PR #3510, opened 2022-11-29
[B] Fix drawer top position

dananjohnson:
Value was set to the wrong CSS custom property


1aurend:
FYI: I included this fix in my migration of drawer styles that will go in #3512.

dananjohnson:
Sounds good. I'll close this then, yeah?

PR #3512, opened 2022-11-30
[C] Update focus-trap-react

1aurend:


1aurend:
@dananjohnson Thank you for your careful review, as always! Taking your notes in order:

- I noticed that switch not behaving once or twice, but not consistently. It seems to be working fine for me this morning? But regardless, I'll update the css.

- This is tricky! It's broken on Edge too, though in a different way. I think I understand now what's going on, but still working on how to fix.

- Agreed re: making drawers consistent. There are a few other drawers like this one; it's any drawer that doesn't close with a route change. However, it's not a trivial fix, and I'd be tempted to do it as a separate PR. I think there are two options: (1) Add routes so that all drawers with a Save trigger the route change prompt in the same way using global Form, or (2) use the `withConfirm` hoc on drawers that aren't routes and check form state in the close handler. Do you have a preference?

1aurend:
Ok! I think I got the ESC drawer + confirm right for real this time 🙃

dananjohnson:
Makes sense about doing a separate PR. I think we've done option #2 elsewhere, so that sounds fine to me. (The archive and delete buttons in RG settings use the HOC, I think.)

1aurend:
@dananjohnson Do you mind giving this another quick 👀 and unblocking merging when you get a chance? Thanks!

dananjohnson (approved):
Looks good to me!

PR #3514, opened 2022-12-01
[C] Migrate drawer styles

1aurend:


dananjohnson (changes requested):
Nice! Just noticed a couple oddities with the reader menus:

- [x] The TOC menu slides in from the right.
- [ ] If the Back to Project menu (the far left one) is open and you click "Menu" to close it, it immediately reopens. Might not be a new bug.

1aurend:
Thank you @dananjohnson for catching that issue with the back menu. It was a symptom of a larger issue with how I had refactored the global click handler into the outside click handler. I think all these things will be easier to handle going forward now that they're all located in the trap options, but finding all the event handlers and consolidating them... 🤯

dananjohnson:
No problem! So much wranging… 😰

PR #3518, opened 2022-12-05
[F] Implement entitlements import API

scryptmouse:

PR #3521, opened 2022-12-07
[C] Speed up a number of slower API tests

scryptmouse:
* Add test-prof / let_it_be to do one-time initializations of mostly read-only data during slower tests
* Some idiomatic clean-ups of older tests


scryptmouse:
This should go in after / over #3518 because it relies on a few updates in that branch.

zdavis:
Comes in after #3549 now.

PR #3526, opened 2022-12-19
[F] Client updates for entitlement imports

1aurend:
*Includes commits from #3518


api/app/controllers/api/v1/pending_entitlements_controller.rb
```diff
@@ -13,7 +13,7 @@ class PendingEntitlementsController < ApplicationController
       INCLUDES = %i[entitlement user subject].freeze
 
       resourceful! PendingEntitlement, authorize_options: { except: [:index] } do
-        PendingEntitlement.preload(*INCLUSIONS).in_default_order.filtered(
+        PendingEntitlement.preload(*INCLUSIONS).by_state(:pending).filtered(
```
1aurend, line 16: Just flagging that it looks like I caused tests to fail by doing this. I (think I) needed to remove `in_default_order` for the order filter to work. I added the state scope because the default in strong params never gets used; there's always a filters param from the client. But I can also always send `state: pending` from the client.

api/app/serializers/v1/concerns/project_serializer.rb
```diff
@@ -26,6 +26,7 @@ module ProjectSerializer
         typed_attribute :avatar_styles, Types::Serializer::Attachment.meta(read_only: true)
         typed_attribute :is_journal_issue, Types::Bool.meta(read_only: true), &:journal_issue?
         typed_has_many :creators, serializer: ::V1::MakerSerializer, record_type: :maker
+        typed_attribute :entitlement_subject_url, Types::String.meta(read_only: true)
```
1aurend, line 29: This also seems to have caused tests to fail.

PR #3530, opened 2023-01-04
[F] Add support for MathML

1aurend:


1aurend:
@dananjohnson No rush, but I'm hoping you can give this an a11y review when you get a chance. I made some progress applying annotation styles to math elements and replacing their content in annotation lists. However, in addition to the things we've already discussed, I've noticed a couple of possible issues with keyboard support:
- If we add the same interactive attributes / onClick to the math part of the highlight as to the surrounding text spans, there are keyboard controls for the span and then keyboard controls for its mjx element child, if accessibility is turned on. This might be fine, but it took me a second to figure out. Are the aria attributes correct and clear enough here?
  Screen Shot 2023-01-09 at 10 19 52 AM
  Pressing `enter` here on the span opens the annotation drawer:
  Screen Shot 2023-01-09 at 10 25 43 AM
  Pressing `enter` here on the mjx element opens the MathJax explorer:
  Screen Shot 2023-01-09 at 10 23 30 AM

- It takes a number of presses of tab to tab through a math element because of tabbable internal elements MathJax creates. However, there are no associated focus styles, so it's hard to tell where you are.

Also, not a11y, but selecting sentences or paragraphs that contain math seems to work in Chrome/Safari, even though the math does not appear selected. It's buggy, however, in FF. FF seems to not accurately select text characters following the math elements. Can we improve this?

1aurend:
Note to self: remove MathJax deps before merging if we decide to ahead without it.

client/src/reader/components/section/body-nodes/nodes/Math/Node.js
```diff
@@ -0,0 +1,74 @@
...
+  const {
+    classes,
+    removableHighlightId,
+    textAnnotationIds,
+    annotationIds,
+    interactiveAttributes
+  } = getAnnotationStyles(localAnnotations, uuids, t, hasInteractiveAncestor);
+
+  const Wrapper = attributes.display === "inline" ? "span" : "div";
+  const wrapperStyles = Wrapper === "div" ? { width: "max-content" } : {};
```
dananjohnson, line 52: You may want to add `{ maxWidth: "100%" }`. `width: max-content` will cause an element to ignore the width of its parent and extend right off the page if it's really that wide.

client/src/theme/assets/fonts/FiraMath/mathfonts.css
```diff
@@ -0,0 +1,21 @@
...
+         url('FiraMath-Regular.woff2'), url('FiraMath-Regular.woff');
+}
+
+.htmlmathparagraph, m|mtext {
+    /* TODO: use FiraGO instead? */
+    font-family: Fira Math;
+}
+m|math {
+    font-family: Fira Math;
+}
```
dananjohnson, line 21: It doesn't look like this file is being used anywhere.

dananjohnson (changes requested):
@1aurend super cool feature! Great work on this. I just reviewed the code, as we've walked through it together and it appears to work as expected in the application. If there's any browser or a11y testing you'd like me to do though, let me know.

dananjohnson (approved):
APPROVED!

PR #3539, opened 2023-01-24
[F] Implement announcements & focus management for client-side routing

1aurend:
@dananjohnson here's this. I think the two things left to do before it goes in are (1) figure out the blur bug, and (2) standardize page titles in admin, so they're not so verbose.


dananjohnson:
@1aurend just wanted to say that this is still on my radar! I will take a look next week when I'm back to full-time.

dananjohnson:
I also think you can remove the `useBlurOnLocationChange` hook, since it's not being used anywhere. It seems like we'll just manage this in one place in the application, but if we really need to abstract it later, we can add the hook then.

dananjohnson (approved):

PR #3541, opened 2023-01-25
[F] Handle text section body updates

1aurend:
Adds callbacks for updating `body_json` and calculating `has_mathml` when section body is changed.


zdavis:
This looks good to me, although it might be nice to have a spec for the mathml check.

1aurend:
Was wondering about that. I'll add one.

PR #3559, opened 2023-02-15
[F] Extrapolate nodes from text sections; add to annotations

scryptmouse:
* Use SQL formatted-schema instead of Ruby
* Calculate a consistent `body_hash` based on the stringified version
  of a text section’s `body_json`.
* Add table and maintenance operation / job to extrapolate nodes
  from a TextSection’s `body_json`
* Infer text section node connections for any given annotation with
  the AnnotationNode view
* If nodes get orphaned / moved, try to reconstruct the node from
  the previously extrapolated nodes belonging to another `body_hash`.


1aurend:
Included in #3600

PR #3569, opened 2023-03-09
[F] Render annotation detail from nodes

1aurend:
This PR updates how annotation subjects are rendered both in the reader notes drawer and in full lists of annotations, such as the My Notes overlay or in a reading group. Existing highlights and annotations are rendered using the new `annotation_node` property. Pending annotations are rendered directly from `body_json`. As a result, annotations are rendered with at least a sentence of surrounding text context, and we can render MathML, thumbnails of images, etc. in the notes drawer. I've also implemented an element blacklist that can be used to prevent elements from showing up in the drawer. Right now, the only blacklisted element is `iframe`, so that should be updated before this is merged.


1aurend:
Includes commits from #3559.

#### WORK ORDER
Only a number is expected here: the count of lines with the string "page" in the material above.

#### ANSWER SPACE
2